Several solutions exist to some of these problems, and many others are being studied during these days. It is a vicious circle, though, because for each problem a countermeasure can be found, but is never fully conclusive and always subject to new gaps. Current working solutions for enhancing a data security are monitoring as much as possible the audit logs; establishing preventive measures (inactive accounts deactivation, maximum failed login attempts, stronger passwords, extra secured configurations for hardware and software etc.); using only secure tested open-source software.
VI. Data Ethics
A big role will be played by the ethic behind big data, i.e., to what extent companies are going to push the data boundaries and to dig into people lives.
A lot can be said about the philosophical implications of big data and their relationship with human ethic (Zwitter 2014), but from a practical point of view, every company should create data ethic internal guidelines, which should be displayed on the company website as well. They should develop a data stewardship, a code of professional conduct, which has to convey few main aspects: transparency (what data are used and how); simple design (simple adjustments to privacy settings if wanted); win-win scenario (make sure the customers get value from the data they provide).
But above all, the golden rule — that may sound biblical — is “don’t collect or use personal data in a manner you wouldn’t consider acceptable for you”.
VII. Data Ownership
Finally, the million dollars question is:
Does a customer keep the ownership of his own data, or he loses it in the moment he accepts the company’s terms and conditions?
There is not a straightforward answer to this question, but my proposal is the following:
- Customers should retain the ownership of raw data initially provided; the use should be granted to the company, and cannot be withdrawn unless specific circumstances that could negatively impact the individual occur.

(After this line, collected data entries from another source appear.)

PR #824, opened 2025-04-25
post CommonJS PR cleanup

sandersn:
1. Move tag reparsing from jsdoc.go to reparser.go
2. Improve a couple of names in the binder and reparser.
3. Restore mistakenly deleted contextual type for export=.
4. Remove TODO in nameresolver.

I tried addressing the TODO and it makes the result more correct but less useful: when a globally declared `module` or `exports` overrides the fallback we provide, and `exports: { [s: string]: any }` (which I believe is the node definition), `exports.x: any` when referred to inside the exporting file. Pro: goto-def works on `exports`. Con: `exports.x` loses type information it could have had.

I considered moving `require` up above the global resolution, but it's not useful to have a good type for `require` and I'd like to keep goto-def going to types/node if present.


internal/checker/checker.go
```diff
@@ -27158,6 +27158,8 @@ func (c *Checker) getContextualType(node *ast.Node, contextFlags ContextFlags) *
 		return c.getContextualType(parent, contextFlags)
 	case ast.KindSatisfiesExpression:
 		return c.getTypeFromTypeNode(parent.AsSatisfiesExpression().Type)
+	case ast.KindExportAssignment:
+		return c.tryGetTypeFromTypeNode(parent)
```
jakebailey, line 27162: No test change?

jakebailey (approved):

internal/checker/checker.go
sandersn: Nope!

sandersn: My theory, which I haven't confirmed: in Strada, this code was added by analogy with

```ts
/** @type {X} */
exports.x = (x,y,z) => { }
```

(which is currently broken in Corsa, it's on my list to fix)

But it does nothing because there's no type annotation on `export=`.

- The company keeps the ownership of “constructed data”, i.e., data obtained manipulating the original one, and that cannot be reverse-engineered to infer the raw data.
OECD. (2013). OECD guidelines on the protection of privacy and transborder flows of personal data, (pp. 1–27).
Zwitter, A. (2014). “Big data ethics”. Big Data & Society, 1(2), 1–6.
Note: the above is an adapted excerpt from my book “Big Data Analytics: A Management Perspective” (Springer, 2016).